I think the biggest problem you'll have is that is quite a bit of light, unless you have a really deep tank. With that much light your plants are going to gulp down nutrients and CO2. If you start fertilizing and dosing CO2 (flourish and florish excel for the easy liquid bottles), you start a delicate balancing act that can cause a bad algae bloom. I think it may be a bit hard for a beginner.. so read up lots. Don't wanna discourage you, but I do want you to be aware of the things to look out for. I wish I could win some new lights for my 30G!

Good luck!


----------



## mk4gti (Jun 15, 2010)

4.3 is a lot of light, you might end up with tons of algea. are your plants not growing? if you dont need the new light dont put it on the tank, or better yet, use it to set up another tank


----------



## susankat (Nov 15, 2008)

Also with that kind of lighting you will need pressurized co2 and a good regime of ferts.


----------



## GeminiPrincess (Oct 1, 2010)

mfgann said:


> Wow.. congratulations. That is really a great win!
> 
> I should preclude this by saying I haven't done a whole lot with planted tanks, but I've been reading up a bit, and heading that way. Maybe someone with some more experience will weigh in.
> 
> ...


I know, I was ecstatic, never won anything before lol. It is 21" tall. Where can I find good information on how to determine lighting and what is what? I mainly find information for reef tanks instead of fresh planted.


----------



## GeminiPrincess (Oct 1, 2010)

susankat said:


> Also with that kind of lighting you will need pressurized co2 and a good regime of ferts.


Freshwater Planted Aquariums: Red Sea Turbo CO2 Bio-System
Would that work for CO2?


----------



## susankat (Nov 15, 2008)

It would work parttime but it isn't a stable situation for co2. It causes fluctuations in the levels.


----------



## James0816 (Jun 19, 2009)

Agree with others that you will need a good course of CO2 and steady diet of ferts with that lighting. You will be growing some beautiful plants with that that's for sure.

But...the 18k bulb though...definately want to replace that for freshwater. ;o)


----------



## jrman83 (Jul 9, 2010)

I have that Red Sea system on my 29gal. It is nothing more than a DIY system that has a powerhead with it. I bought it for how well it dissolves the CO2 and hook up my own CO2 mixture to it.

I would agree that it would probably not suffice.


----------



## GeminiPrincess (Oct 1, 2010)

James0816 said:


> Agree with others that you will need a good course of CO2 and steady diet of ferts with that lighting. You will be growing some beautiful plants with that that's for sure.
> 
> But...the 18k bulb though...definately want to replace that for freshwater. ;o)

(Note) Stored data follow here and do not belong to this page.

PR #160, opened 2020-11-12
Allow file upload via URL

### LINKED ISSUE #159: "Upload" files by URL

jkeck:
Closes #159 

Screen Shot 2020-11-11 at 5 19 38 PM

### DIFF
--- a/app/controllers/uploads_controller.rb
+++ b/app/controllers/uploads_controller.rb
@@ -76,6 +76,6 @@ class UploadsController < ApplicationController
 
   # Only allow a list of trusted parameters through.
   def upload_params
-    params.require(:upload).permit(:name, files: []).tap { |p| p['files'].reject!(&:blank?) }
+    params.require(:upload).permit(:name, :url, files: []).tap { |p| p['files']&.reject!(&:blank?) }
   end
 end
--- a/app/jobs/attach_remote_file_to_upload_job.rb
+++ b/app/jobs/attach_remote_file_to_upload_job.rb
@@ -1,0 +1,16 @@
+# frozen_string_literal: true
+
+##
+# Job to upload files from a URL in the background
+class AttachRemoteFileToUploadJob < ApplicationJob
+  queue_as :default
+
+  def perform(upload)
+    upload.files.attach(io: URI.open(upload.url), filename: upload.name)
+  rescue SocketError, OpenURI::HTTPError => e
+    error = "Error opening #{url}: #{e}"
+    Rails.logger.info(error)
+    Honeybadger.notify(error)
+    raise e
+  end
+end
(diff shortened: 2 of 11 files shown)


app/controllers/uploads_controller.rb
```diff
@@ -76,6 +76,6 @@ def create_params
 
   # Only allow a list of trusted parameters through.
   def upload_params
-    params.require(:upload).permit(:name, files: []).tap { |p| p['files'].reject!(&:blank?) }
+    params.require(:upload).permit(:name, :url, files: []).tap { |p| p['files']&.reject!(&:blank?) }
```
jkeck, line 79: We could technically take an array of URLs but 🤷

app/jobs/attach_remote_file_to_upload_job.rb
```diff
@@ -0,0 +1,16 @@
...
+class AttachRemoteFileToUploadJob < ApplicationJob
+  queue_as :default
+
+  def perform(upload)
+    upload.files.attach(io: URI.open(upload.url), filename: upload.name)
+  rescue SocketError, OpenURI::HTTPError => e
+    error = "Error opening #{url}: #{e}"
+    Rails.logger.info(error)
+    Honeybadger.notify(error)
+    raise e
```
jkeck, line 14: I'm just re-raising here so we retry (incase the issue was a temp. network blip or the external file store is temp. responding w/ an error).

Not sure if we want to do anything more sophisticated now, or wait until we have more data on what kind of issues we're likely to see uploading via URL.

app/models/upload.rb
```diff
@@ -6,6 +6,11 @@ class Upload < ApplicationRecord
   belongs_to :stream, touch: true
   has_one :organization, through: :stream
   has_many :marc_records, dependent: :delete_all
+  validates :url, presence: true, if: proc { |upload| upload.files.blank? }
+  validates :files, presence: true, if: proc { |upload| upload.url.blank? }
```
jkeck, line 10: It feels like there should be a better way to do this.

app/models/upload.rb
```diff
@@ -6,6 +6,11 @@ class Upload < ApplicationRecord
...
+  validate :valid_url, if: proc { |upload| upload.url.present? }
+
+  after_create :attach_file_from_url
```
jkeck, line 13: I'm doing this in an `after_create`, which begs the question what editing/updating an upload should do.  I can change this to `after_save` and allow URLs to be re-uploaded, but not sure if that's the desired behavior or not (and if so, would we want to check if the URL had changed before re-downloading so that a change to the name doesn't trigger re-downloading the file).

cbeer:
I'm good with this for now; if we discover additional needs later we can address it then.

PR #180, opened 2020-11-12
Adds User and ipaddress to Upload fixes #179

### LINKED ISSUE #179: Record some additional metadata with uploads for ease of debugging (which user? maybe IP information?)

mejackreed:


app/models/upload.rb
```diff
@@ -6,6 +6,7 @@ class Upload < ApplicationRecord
   belongs_to :stream, touch: true
   has_one :organization, through: :stream
   has_many :marc_records, dependent: :delete_all
+  belongs_to :user, optional: true
```
mejackreed, line 9: Should this belong to any `User` who touches it?

app/models/user.rb
```diff
@@ -10,6 +10,8 @@ class User < ApplicationRecord
          :recoverable, :rememberable, :validatable,
          :invitable, :confirmable
 
+  has_many :uploads, dependent: :destroy
```
mejackreed, line 13: Should we do this?

cbeer, line 13:
```suggestion
  has_many :uploads
```

I don't think we want to remove the upload if the user is deleted (for whatever reason... they leave the org or something) ((although I think rubocop will have something to say about this...))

Well Shoot, Is there a cheap way to do the right type of CO2? Or a cheap place to buy it? On top of that, if i could find a way to buy it, I have no idea what I would need to buy. Thanks!


----------



## jrman83 (Jul 9, 2010)

A DIY system may work, you just may need multiple bottles. I have that Red Sea system and 1, 1-gallon bottle of a mixture going and my drop checker is always green now. Not sure if it has anything to do with the Red Sea thing or not, but it does diffuse the CO2 very well. Instead of standard bubbles, I get about 50 tiny bubbles for every one stardard bubble, that mostly dissapate before they reach the surface. I'm at about 3WPG.


----------



## James0816 (Jun 19, 2009)

You could go small pressurized too with a paintball setup. I think those regs run around 100 or so. Don't quote me on that. I believe for the price of those, you can get a bottom line regulator setup for full pressurized like 5-10-20lb canisters.


----------



## GeminiPrincess (Oct 1, 2010)

jrman83 said:


> A DIY system may work, you just may need multiple bottles. I have that Red Sea system and 1, 1-gallon bottle of a mixture going and my drop checker is always green now. Not sure if it has anything to do with the Red Sea thing or not, but it does diffuse the CO2 very well. Instead of standard bubbles, I get about 50 tiny bubbles for every one stardard bubble, that mostly dissapate before they reach the surface. I'm at about 3WPG.


If i set up like 3 large Gatorade bottles and connected them all, would that work? Or should I set up 2 separate DIY and have it that way?


----------



## beaslbob (May 29, 2009)

Or you could just limit the lights to being on only a couple of hours per day.


----------



## aQualung (Oct 20, 2010)

At the risk of starting a debate why is W/g the most accepted measure for lighting?
To me the main thing that matters is the depth of a tank.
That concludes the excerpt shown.